For all their storm and fury, however, these groups never drew large numbers of followers. William Dudley Pelley’s Silver Shirts had at most 25,000 members in a nation of 130 million people. Gerald Winograd’s Defenders of the Christian Faith had perhaps 100,000 readers of its newspaper, but no actual organization to defend the faith. Only Father Charles Coughlin, the Catholic priest who formed the Christian Front, drew a large audience for his anti-Semitic radio show. Once World War II started in September 1939, Coughlin’s pro-neutrality stance became too much for the Catholic hierarchy and he was forced off the air. 

In this May 22, 1938 photo, provided by the New York City Municipal Archives, members of the German American Bund pose for a photo at Camp Siegfried, in Yaphank, N.Y.
/AP

Yet, these American Nazis still managed to have a profound impact on American society. They did it not by representing an influential populist movement, but by convincing nervous politicians they were enough of a force that xenophobic and anti-immigrant policies should prevail. Of course, many government officials didn’t need any encouragement to be racist and xenophobic. The nation had already taken a nativist turn in the 1920s, ending what had in effect been unrestricted immigration. The Congress imposed a 150,000-limit on annual overall immigration and country-by-country quotas that, for Germany, amounted to just 25,000 immigrants a year. 

Still, the thugs marching in the street and gathering in the Garden in the 1930s heightened the sense that any softening of the nation’s immigration posture would result in political retribution at least and violence at worse. The American Nazis intimidated some lawmakers, emboldened others, and gave cowardly ones a ready explanation for their restrictive policies. The anti-immigrant atmosphere reassured State Department officials that they could continue to use administrative measures to keep immigration way below even the legally allowed limits without concerns about a congressional or public outcry. And the American Nazis contributed mightily to the trepidation within the American-Jewish community about advocating on behalf of their European brethren. As a result, American hate groups in the 1930s had influence on American policy way out of proportion to their actual presence within American society.    

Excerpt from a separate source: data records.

PR #2820, opened 2024-10-23
SF-3052 Add interactive-widget setting to viewport meta tag

josephmyers:
Chrome 108 (Nov '22) added support for this new tag, which resizes the visual viewport to the visible space. It does not appear after brief investigation that Safari supports this, and Firefox has been documented to resize with or without this setting.

Note that if we choose to hide the bottom bar in the future (which is currently the case), it may not be quite necessary to use "resizes-content" as compared to the other accepted values. It may be that, given that bar will go away, the value "overlays-content" may also suffice. However, the default (resizes-visual for Chrome) likely would cause buggy behavior, given that it currently hides the top bar.

- - -
This change is [Reviewable](https://reviewable.io/reviews/sillsdev/web-xforge/2820)

### DIFF
--- a/src/SIL.XForge.Scripture/ClientApp/src/index.html
+++ b/src/SIL.XForge.Scripture/ClientApp/src/index.html
@@ -17,7 +17,7 @@
     <title>Scripture Forge</title>
     <base href="/" />
 
-    <meta name="viewport" content="width=device-width, initial-scale=1" />
+    <meta name="viewport" content="width=device-width, initial-scale=1, interactive-widget=resizes-content" />
     <link rel="icon" type="image/x-icon" href="favicon.ico" />
     <link rel="apple-touch-icon" href="assets/icons/sf-192x192.png" />
     <link rel="manifest" href="manifest.json" />


josephmyers:
I'm aware that this is not expected to be supported on Safari. My current stance is that improving the experience for some browsers without harming others is better than what is currently in Live.

kylebuss (approved):
Good work Joseph! I think `resizes-content` makes most sense, even down the road. I briefly read up on this and looks like Chrome/Safari on iOS already does this natively and the changes in Chrome 108 was to bring Android up to par. 

> *[Reviewable](https://reviewable.io/reviews/sillsdev/web-xforge/2820#-:-O9uw6GgEiy3ce1YaHEE:br5k3b1)* status: <span>:shipit:</span> complete! all files reviewed, all discussions resolved (waiting on @josephmyers)

josephmyers:
Interesting, Kyle, as I came to a different conclusion about Safari. It seems like, based on https://github.com/bramus/viewport-resize-behavior/blob/main/explainer.md#the-visual-viewport, that Safari overlays its keyboard, which would result in bottom-fixed content being hidden. It'd be valuable to test this on an actual device, though, though I don't think it should hold up this improvement. Most of what I was seeing on the net indicated that custom visual viewport calculation would be required to resize bottom content for Safari. Maybe these sources are out of date now?

PR #2828, opened 2024-10-29
SF-3042 Show no-book message for source

marksvc:
When viewing a tab with the source text, while navigated to a text
location that is not in the source, it was showing "Loading...".

This re-works how and when we decide on placeholder messages, with the
result that the source text will say "book not found" rather than
"Loading..." in the situation above.

The TextComponent Input placeholder is now being used to allow
overriding the message shown when there is no content to show.

- - -
This change is [Reviewable](https://reviewable.io/reviews/sillsdev/web-xforge/2828)

### DIFF
--- a/src/SIL.XForge.Scripture/ClientApp/src/app/checking/checking/checking-text/checking-text.component.spec.ts
+++ b/src/SIL.XForge.Scripture/ClientApp/src/app/checking/checking/checking-text/checking-text.component.spec.ts
@@ -277,6 +277,12 @@ class TestEnvironment {
             ],
             hasSource: true,
             permissions: {}
+          },
+          {
+            bookNum: 41,
+            chapters: [{ number: 1, lastVerse: 3, isValid: true, permissions: {} }],
+            hasSource: true,
+            permissions: {}
           }
         ]
       })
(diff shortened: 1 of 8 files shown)


marksvc (commented):
> *[Reviewable](https://reviewable.io/reviews/sillsdev/web-xforge/2828)* status: 4 of 8 files reviewed, 3 unresolved discussions (waiting on @kylebuss)

___
*[`src/SIL.XForge.Scripture/ClientApp/src/app/shared/text/text.component.ts` line 317 at r1](https://reviewable.io/reviews/sillsdev/web-xforge/2828#-OAxQ0Cb2rfdXf8WN3QH:-OAyIHn66832lVLK3zic:b-d9n7pb) ([raw file](https://github.com/sillsdev/web-xforge/blob/58bd513ad3a1453b08fc5e3bb3f6544a84a9d726/src/SIL.XForge.Scripture/ClientApp/src/app/shared/text/text.component.ts#L317)):*

I think we should have a message if there was a 'problem' loading the text. Something like "We were unable to load the text, please refresh your browser and if the problem persists contact support"?
</blockquote></details>

I see that I ended up with only one place where loadingState was set to 'problem', which was when `this.isDestroyed`. This is only after `ngOnDestroy()`. I removed the option and setting of 'problem'; the text component should be on its way out if this is happening. Oh, I like the idea of using loadingState  'unloaded' if ngOnDestroy() was called.

What do you think of this next version?

kylebuss (approved):
:lgtm:

> *[Reviewable](https://reviewable.io/reviews/sillsdev/web-xforge/2828#-:-OB0fH4bDQUa6k000slt:bnfp4nl)* status: <span>:shipit:</span> complete! all files reviewed, all discussions resolved (waiting on @marksvc)

kylebuss (approved):
No worries, I was a bit confused but think we are good now!

> *[Reviewable](https://reviewable.io/reviews/sillsdev/web-xforge/2828#-:-OB1Eu4p53BDgbTe1u6g:byvbxj7)* status: <span>:shipit:</span> complete! all files reviewed, all discussions resolved (waiting on @marksvc)

PR #2838, opened 2024-11-05
SF-3069 Fix audio visualization error in Safari iOS

kylebuss:
This PR fixes the error that occurs when recording on iOS Safari version < 17.3. The canvas context `reset()` throws an error that prevents audio from being recorded on older mobile iOS devices in Safari. The `resetTransform()` function is compatible with older mobile iOS devices and resets the canvas to the initial identity matrix.

### DIFF
--- a/src/SIL.XForge.Scripture/ClientApp/src/app/shared/audio-recorder-dialog/audio-recorder-dialog.component.ts
+++ b/src/SIL.XForge.Scripture/ClientApp/src/app/shared/audio-recorder-dialog/audio-recorder-dialog.component.ts
@@ -191,7 +191,7 @@ export class AudioRecorderDialogComponent
       return;
     }
     this.refreshWaveformSub?.unsubscribe();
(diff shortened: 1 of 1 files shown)


RaymondLuong3 (approved):
I am surprised that `reset()` does not have better support on older devices. `resetTransform()` seems to have much better support and it works in my testing. Nice work!

> *[Reviewable](https://reviewable.io/reviews/sillsdev/web-xforge/2838#-:-OAxSk_b1O3cSTxlX4UN:bhik6nz)* status: <span>:shipit:</span> complete! all files reviewed, all discussions resolved (waiting on @kylebuss)

kylebuss:
The research indicated that `reset()` is a relatively new function and really only supported on newer browsers. I think the intent is for it to replace `resetTransform()` but either needs older browsers to start supporting it or become obsolete so `resetTransform()` can be depreciated.

PR #2843, opened 2024-11-07
SF-3072 Fix list of books not loading on draft page

Nateowami:
Here's what this branch looks like. Not amazing, but way better than staring at a page that hasn't loaded and shows no sign of life.

As an example of how bad it is on live, I had this page for 1 minute 50 seconds before the books loaded:

- - -
This change is [Reviewable](https://reviewable.io/reviews/sillsdev/web-xforge/2843)

### DIFF
--- a/src/SIL.XForge.Scripture/ClientApp/src/app/shared/book-multi-select/book-multi-select.component.html
+++ b/src/SIL.XForge.Scripture/ClientApp/src/app/shared/book-multi-select/book-multi-select.component.html
@@ -51,4 +51,10 @@
       </mat-chip-listbox>
     }
   </div>
+  @if (!loaded) {
+    <div class="loading-message">
+      <mat-spinner [diameter]="15"></mat-spinner>
+      {{ t("loading_message") }}
+    </div>
+  }
 </ng-container>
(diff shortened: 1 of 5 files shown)


Nateowami (commented):
> *[Reviewable](https://reviewable.io/reviews/sillsdev/web-xforge/2843)* status: 4 of 5 files reviewed, 1 unresolved discussion (waiting on @RaymondLuong3)

___
*[`src/SIL.XForge.Scripture/ClientApp/src/app/shared/book-multi-select/book-multi-select.component.ts` line 32 at r1](https://reviewable.io/reviews/sillsdev/web-xforge/2843#-OBBkKboB041fMhggsjV:-OBQqiFPBacsQyjph3kk:b-6omnh1) ([raw file](https://github.com/sillsdev/web-xforge/blob/17d645c9b19c43f8ceb7e36a862a1c59965d5182/src/SIL.XForge.Scripture/ClientApp/src/app/shared/book-multi-select/book-multi-select.component.ts#L32)):*

Nit: I would make this a field that is private with a public getter since we would never want to have another component modify it.
</blockquote></details>

That seems like a lot of extra overhead for something so trivial. I've made it [protected](https://www.typescriptlang.org/docs/handbook/2/classes.html#protected).

RaymondLuong3 (approved):
:lgtm:

> *[Reviewable](https://reviewable.io/reviews/sillsdev/web-xforge/2843#-:-OBYLUdlD3Fd0xwLPZ2W:bnfp4nl)* status: <span>:shipit:</span> complete! all files reviewed, all discussions resolved (waiting on @Nateowami)

PR #2860, opened 2024-11-20
SF-3091 Load text docs in progress service in parallel

Nateowami:
In my testing this makes the draft page books load much more quickly.

- - -
This change is [Reviewable](https://reviewable.io/reviews/sillsdev/web-xforge/2860)


pmachapman (approved):
:lgtm: I haven't marked ready to test, as it still requires an acceptance test in JIRA. Is it possible to test this on a lower spec machine? I think this may be faster than the current method on low end machines, but it would be nice to confirm that there is no degradation of performance.

> *[Reviewable](https://reviewable.io/reviews/sillsdev/web-xforge/2860#-:-OC9eWC41f9mpShGB7Ot:b-dvy7ot)* status: <span>:shipit:</span> complete! all files reviewed, all discussions resolved (waiting on @Nateowami)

That is a lesson we need to take to heart today. We need to be careful not to exaggerate contemporary white supremacists' and neo-Nazis' power. That doesn't mean we should tolerate their hateful rhetoric any more than their hateful actions. It doesn't mean that we should accept the president's absurd false equivalence between hate groups and those trying to counter them. But it does mean that we need to speak and act from a position of strength. We represent the overwhelming majority of Americans. Even most Trump backers, including those who harbor racist sentiments, don’t support shouting ‘sieg heil’ and calling for race war. 

Americans’ experience with homegrown fascism in the 1930s shows that so far at least, we have more to fear from the fear of extremist groups than the groups themselves.

Laurel Leff is Associate Director of Jewish Studies and an Associate Professor of Journalism at Northeastern University in Boston. She is the author of "Buried by The Times: The Holocaust and America's Most Important Newspaper", and is currently researching the American response to the refugee crisis of the 1930s and 1940s.